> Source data
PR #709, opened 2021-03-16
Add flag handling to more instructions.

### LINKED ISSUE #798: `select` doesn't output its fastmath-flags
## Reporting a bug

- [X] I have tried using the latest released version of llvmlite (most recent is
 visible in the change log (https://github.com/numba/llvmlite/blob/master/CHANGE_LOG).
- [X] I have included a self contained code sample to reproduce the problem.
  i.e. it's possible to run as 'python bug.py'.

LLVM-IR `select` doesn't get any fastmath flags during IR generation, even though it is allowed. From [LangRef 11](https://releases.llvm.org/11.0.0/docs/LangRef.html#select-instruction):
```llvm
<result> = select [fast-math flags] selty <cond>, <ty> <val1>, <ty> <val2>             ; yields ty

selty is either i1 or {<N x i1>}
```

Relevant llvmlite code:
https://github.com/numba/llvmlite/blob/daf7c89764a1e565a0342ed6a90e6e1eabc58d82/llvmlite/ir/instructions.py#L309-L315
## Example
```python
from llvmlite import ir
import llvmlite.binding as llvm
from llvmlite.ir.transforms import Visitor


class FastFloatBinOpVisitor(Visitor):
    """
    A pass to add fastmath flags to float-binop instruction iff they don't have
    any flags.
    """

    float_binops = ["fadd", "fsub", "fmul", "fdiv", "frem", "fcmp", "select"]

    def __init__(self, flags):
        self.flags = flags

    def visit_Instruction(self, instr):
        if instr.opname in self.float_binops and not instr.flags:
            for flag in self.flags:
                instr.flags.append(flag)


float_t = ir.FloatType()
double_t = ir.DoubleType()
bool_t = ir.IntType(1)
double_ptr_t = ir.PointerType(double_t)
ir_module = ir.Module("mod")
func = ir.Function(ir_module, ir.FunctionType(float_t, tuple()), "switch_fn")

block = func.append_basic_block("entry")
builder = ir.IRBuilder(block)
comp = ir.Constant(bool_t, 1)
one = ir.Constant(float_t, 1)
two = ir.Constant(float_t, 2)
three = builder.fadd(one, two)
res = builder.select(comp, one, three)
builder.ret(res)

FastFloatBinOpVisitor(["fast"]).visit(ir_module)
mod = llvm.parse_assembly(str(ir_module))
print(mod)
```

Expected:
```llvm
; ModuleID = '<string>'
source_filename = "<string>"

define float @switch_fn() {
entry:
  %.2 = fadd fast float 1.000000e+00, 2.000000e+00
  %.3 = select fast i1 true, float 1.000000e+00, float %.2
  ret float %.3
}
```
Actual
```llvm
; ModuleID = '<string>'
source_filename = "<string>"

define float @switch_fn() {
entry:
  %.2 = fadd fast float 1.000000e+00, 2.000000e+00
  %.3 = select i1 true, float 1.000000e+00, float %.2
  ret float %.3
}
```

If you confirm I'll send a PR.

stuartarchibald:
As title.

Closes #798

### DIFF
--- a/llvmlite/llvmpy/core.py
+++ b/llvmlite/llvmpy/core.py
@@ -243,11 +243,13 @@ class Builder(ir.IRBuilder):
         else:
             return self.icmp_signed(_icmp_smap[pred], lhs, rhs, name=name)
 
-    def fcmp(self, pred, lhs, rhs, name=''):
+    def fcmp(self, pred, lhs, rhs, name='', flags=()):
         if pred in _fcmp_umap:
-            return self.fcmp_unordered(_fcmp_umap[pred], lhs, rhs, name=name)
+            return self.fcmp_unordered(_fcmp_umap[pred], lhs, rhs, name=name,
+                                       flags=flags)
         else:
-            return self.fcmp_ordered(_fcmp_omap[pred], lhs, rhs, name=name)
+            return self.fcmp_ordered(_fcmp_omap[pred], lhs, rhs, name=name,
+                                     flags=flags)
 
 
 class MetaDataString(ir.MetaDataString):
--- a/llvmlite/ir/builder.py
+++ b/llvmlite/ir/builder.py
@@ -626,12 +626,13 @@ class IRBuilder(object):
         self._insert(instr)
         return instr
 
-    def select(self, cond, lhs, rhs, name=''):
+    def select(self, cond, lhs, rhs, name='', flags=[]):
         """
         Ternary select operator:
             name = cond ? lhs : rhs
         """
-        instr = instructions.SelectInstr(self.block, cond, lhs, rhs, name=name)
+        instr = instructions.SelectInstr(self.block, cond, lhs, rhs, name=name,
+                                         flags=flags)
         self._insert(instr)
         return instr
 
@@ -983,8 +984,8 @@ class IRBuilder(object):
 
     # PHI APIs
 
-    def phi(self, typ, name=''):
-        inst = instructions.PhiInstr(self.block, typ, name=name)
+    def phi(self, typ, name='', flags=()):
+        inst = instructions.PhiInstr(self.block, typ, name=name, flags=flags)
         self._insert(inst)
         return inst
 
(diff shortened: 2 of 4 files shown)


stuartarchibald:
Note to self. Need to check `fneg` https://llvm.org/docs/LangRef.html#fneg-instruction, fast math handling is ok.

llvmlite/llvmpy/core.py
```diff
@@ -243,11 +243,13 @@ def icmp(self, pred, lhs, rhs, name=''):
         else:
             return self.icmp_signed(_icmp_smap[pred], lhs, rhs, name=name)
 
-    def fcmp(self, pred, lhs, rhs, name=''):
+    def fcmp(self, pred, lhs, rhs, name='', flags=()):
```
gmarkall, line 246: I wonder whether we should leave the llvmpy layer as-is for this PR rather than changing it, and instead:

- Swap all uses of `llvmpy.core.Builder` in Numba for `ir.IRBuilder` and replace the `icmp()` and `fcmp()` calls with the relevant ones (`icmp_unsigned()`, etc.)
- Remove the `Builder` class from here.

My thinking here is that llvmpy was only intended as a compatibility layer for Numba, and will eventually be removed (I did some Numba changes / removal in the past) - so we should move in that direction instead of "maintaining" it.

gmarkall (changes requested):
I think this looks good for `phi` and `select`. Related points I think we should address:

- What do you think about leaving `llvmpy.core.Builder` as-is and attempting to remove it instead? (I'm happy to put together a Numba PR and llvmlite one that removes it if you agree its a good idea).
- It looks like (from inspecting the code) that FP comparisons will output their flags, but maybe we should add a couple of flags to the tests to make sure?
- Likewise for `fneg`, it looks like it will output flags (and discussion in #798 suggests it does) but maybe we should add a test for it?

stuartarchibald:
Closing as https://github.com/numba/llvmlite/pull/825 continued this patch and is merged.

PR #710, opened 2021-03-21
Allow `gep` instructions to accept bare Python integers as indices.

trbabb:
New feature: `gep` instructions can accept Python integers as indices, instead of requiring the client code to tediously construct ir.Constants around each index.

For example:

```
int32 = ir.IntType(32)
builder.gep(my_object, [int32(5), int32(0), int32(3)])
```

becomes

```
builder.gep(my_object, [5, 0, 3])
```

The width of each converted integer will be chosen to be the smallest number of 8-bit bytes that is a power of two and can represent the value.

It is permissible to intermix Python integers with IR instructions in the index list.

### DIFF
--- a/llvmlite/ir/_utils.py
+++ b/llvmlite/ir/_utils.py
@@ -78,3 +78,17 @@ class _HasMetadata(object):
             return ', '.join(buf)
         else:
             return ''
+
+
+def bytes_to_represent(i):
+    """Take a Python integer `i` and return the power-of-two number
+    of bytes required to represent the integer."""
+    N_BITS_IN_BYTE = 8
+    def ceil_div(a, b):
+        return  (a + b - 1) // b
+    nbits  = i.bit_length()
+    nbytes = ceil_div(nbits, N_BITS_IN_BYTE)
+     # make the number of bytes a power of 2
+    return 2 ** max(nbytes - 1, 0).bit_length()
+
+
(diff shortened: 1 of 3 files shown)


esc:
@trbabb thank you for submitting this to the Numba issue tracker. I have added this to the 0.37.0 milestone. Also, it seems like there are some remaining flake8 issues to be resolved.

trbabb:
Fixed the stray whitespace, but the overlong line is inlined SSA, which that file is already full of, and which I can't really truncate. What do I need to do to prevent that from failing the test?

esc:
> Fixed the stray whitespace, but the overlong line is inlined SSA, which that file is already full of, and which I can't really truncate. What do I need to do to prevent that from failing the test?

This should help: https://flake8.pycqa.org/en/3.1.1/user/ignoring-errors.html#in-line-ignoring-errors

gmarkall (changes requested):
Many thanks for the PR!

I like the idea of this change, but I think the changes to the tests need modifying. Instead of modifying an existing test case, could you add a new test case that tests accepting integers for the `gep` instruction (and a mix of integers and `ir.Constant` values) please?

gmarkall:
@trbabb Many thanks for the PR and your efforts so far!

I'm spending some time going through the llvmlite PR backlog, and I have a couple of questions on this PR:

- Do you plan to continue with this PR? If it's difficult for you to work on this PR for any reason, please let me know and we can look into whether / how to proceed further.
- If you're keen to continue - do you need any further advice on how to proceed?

> Try it
Each line carrying the string "will" should be copied out from the entries.

> Exercise answer
My thinking here is that llvmpy was only intended as a compatibility layer for Numba, and will eventually be removed (I did some Numba changes / removal in the past) - so we should move in that direction instead of "maintaining" it.
- It looks like (from inspecting the code) that FP comparisons will output their flags, but maybe we should add a couple of flags to the tests to make sure?
- Likewise for `fneg`, it looks like it will output flags (and discussion in #798 suggests it does) but maybe we should add a test for it?
The width of each converted integer will be chosen to be the smallest number of 8-bit bytes that is a power of two and can represent the value.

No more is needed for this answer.